Kristen, I love that word "unsullied." A significant number of people feel as you do.

Memory said...

Well said! I'm also a marker; I underline passages that strike me a certain way, and I've been known to scribble in the margins if I feel that I need to comment on something. I love it when I find used books with previous owners' markings, too. Several years ago, I acquired a few classics that an English professor at my school no longer wanted. I found it fascinating to see what she'd had to say about each of the books.
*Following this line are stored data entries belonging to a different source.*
PR #977, opened 2017-08-15
WebUI: fix incorrectly shown links in association tables

pvomacka:
Previously all columns was shown as links, that was caused by setting
link attribute of each column to true. This true value was there because
of possibility to turn off links in whole table on self-service pages.

Now only column which is primary key is set to be shown as link.

https://pagure.io/freeipa/issue/7066


felipevolpone:
Tested and it works properly. LGTM

pvomacka:
master:

* ed7de96648daf95868f34107890700124836b69d WebUI: fix incorrectly shown links in association tables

I agree with your reasons for keeping books, too. If I don't plan to reread something, I pass it along to someone else. I do consider my books at least somewhat decorative, since I can't use them all at once, but I want my library to reflect my interests. I don't see much point in keeping a book I'll never return to; I'd rather see it go to someone else who may get more out of it than I did.

Cschu said...

Actually, Jeanne, I think the difference is the context in which I am "interacting" with the book. My professional persona is much more likely to mark in a book than my private persona. (I'm not sure I can really explain why. It may be because in math books people make off-hand assertions that sometimes take me 10 minutes to figure out. Once I unravel the mystery, I write myself a note in the margin, so that I won't have to spend the 10 minutes the next time I read the book!)
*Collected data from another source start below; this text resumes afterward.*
PR #978, opened 2017-08-16
Fixing and porting dogtag-ipa-ca-renew-agent-submit

stlaz:
This PR fixes several issues with the `dogtag-ipa-ca-renew-agent-submit` script that were introduced in the recent certificate refactoring and eventually ports the script and its scriptlets to Python 3.

https://pagure.io/freeipa/issue/4985

To properly test the port, you will need https://github.com/freeipa/freeipa/pull/975

PR #979, opened 2017-08-16
cacert_manage: fix CA cert renewal

stlaz:
Since IPACertificate object is passed to CAInstance's
update_people_entry() and update_authority_entry(),
these are not be able to load this object as a certificate again and
thus would fail. This commit fixes that.

Depends on https://github.com/freeipa/freeipa/pull/978

### DIFF
--- a/ipaserver/install/cainstance.py
+++ b/ipaserver/install/cainstance.py
@@ -1323,23 +1323,23 @@ def backup_config():
             "Dogtag must be stopped when creating backup of %s" % path)
     shutil.copy(path, path + '.ipabkp')
 
-def __update_entry_from_cert(make_filter, make_entry, dercert):
+def __update_entry_from_cert(make_filter, make_entry, cert):
     """
     Given a certificate and functions to make a filter based on the
     cert, and make a new entry based on the cert, update database
     accordingly.
 
-    ``make_filter``
+    :param make_filter:
         function that takes a certificate in DER format and
         returns an LDAP search filter
 
-    ``make_entry``
+    :param make_entry:
         function that takes a certificate in DER format and an
         LDAP entry, and returns the new state of the LDAP entry.
         Return the input unchanged to skip an entry.
 
-    ``dercert``
-        An X509.3 certificate in DER format
+    :param cert:
+        An IPACertificate object
 
     Logging is done via syslog.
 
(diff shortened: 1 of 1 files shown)


ipaserver/install/cainstance.py
```diff
@@ -1421,37 +1420,35 @@ def make_filter(dercert):
...
             ldap2.ldap2.MATCH_ALL)
 
-    def make_entry(dercert, entry):
-        cert = x509.load_der_x509_certificate(dercert)
+    def make_entry(cert, entry):
         serial_number = cert.serial_number
         subject = DN(cert.subject)
         issuer = DN(cert.issuer)
-        entry['usercertificate'].append(dercert)
+        entry['usercertificate'].append(cert)
```
flo-renaud: Here cert is a IPACertificate object, shouldn't you use instead cert.public_bytes(x509.Encoding.DER)?

ipaserver/install/cainstance.py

Interestingly, I recently bought a used book that had MANY pages turned down and lots of things highlighted. As others have said, it made reading the book a bit like looking over the shoulder of the previous owner. Interesting feeling, spying on a total stranger.

Karen said...

I, like Cschu, mark up texts I've read professionally, so that I don't later have to puzzle out connections that my markings let me recall at a glance. In fact, I think I have a marked-up copy of one of Cschu's books here on a shelf near me now.
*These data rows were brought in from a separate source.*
PR #981, opened 2017-08-17
[ipa-4-5] WebUI: fix incorrectly shown links in association tables

pvomacka:
Previously all columns was shown as links, that was caused by setting
link attribute of each column to true. This true value was there because
of possibility to turn off links in whole table on self-service pages.

Now only column which is primary key is set to be shown as link.

https://pagure.io/freeipa/issue/7066


felipevolpone:
It works and LGTM

tomaskrizek:
ipa-4-5:

* 705351c27092292d0ddc6c099bf060f68a3c8616 WebUI: fix incorrectly shown links in association tables

PR #983, opened 2017-08-17
makerpms.sh: make git checkout optional

tomaskrizek:
In case someone is using the script from tarball, outside of git,
the git checkout command shouldn't fail the script.

Related https://pagure.io/freeipa/issue/6605


tomaskrizek:
master:

* f7d1a10f22548fb2c1eba99a3001c6da49605edd makerpms.sh: make git checkout optional

PR #984, opened 2017-08-17
ipautil: port host_port_open() to python 3

stlaz:
socket.send() expects `Bytes` instance, not string

This causes issues with `ipa-replica-conncheck` when installing a replica.


stlaz:
Nobody cared for a review, the tests pass and the fix is a simple enough one-liner. ACK.

tomaskrizek:
master:

* b1fbdbefdb201fc036e41e84a25e3e0725d8e3d2 ipautil: port host_port_open() to python 3

PR #985, opened 2017-08-18
py3: fix caless to CA promotion on replica

stlaz:

---------

Encountered this problem when trying to promote CA-less replica to CA-full, may happen on CA-less master as well although I did not investigate that.


pvomacka:
master:

* 2151ab02c19d0a74d90d3784a1ac1b14877a7b96 py3: fix caless to CA promotion on replica

PR #986, opened 2017-08-18
py3: Depend on newer pyldap for server-upgrade

stlaz:


abbra:
LGTM, let's see how builders react.

stlaz:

I don't tend to mark up fiction, but I will make notations/reflections in essays and poetry as I read them.

I love this poem, by the way. My boyo is clearly in love with his parents. His face ignites anytime we play hide and seek, and his whole-body rapture of capturing our laughter and attention is beautifully evoked in Alexie's fifth couplet. Our son can't fall to his knees (intentionally), given that he can't yet stay balanced on his feet (independently), but he can and does fold in half at the waist, burying his face in the floor as he collapses either with despairing protests (you won't pick me up! and I bumped my head! and I can't catch the cat!)or with the body-wracking force of joyous laughter.

I will miss this, someday.

I will miss being adored, even as I look forward to his evolution of self. (And, let's be honest, I kind of miss being young and whole-hearted enough to view my parents this way. Once upon a time, my dad was Superman, capable or pulling WHOLE TREES out of the ground with his BARE HANDS. What did it matter that they were less than 3 feet tall? So was I.)

Jeanne said...

Memory, with your name, how could you not be a marker??

CSchu, don't you like spying on total strangers? I always wonder how old the child a book is inscribed to is now, and whether he or she actually liked the book and then a parent got rid of it.

Karen, when you miss a toddler's admiration, you can find your comment here, like a mark in a book. If the internet lasts that long.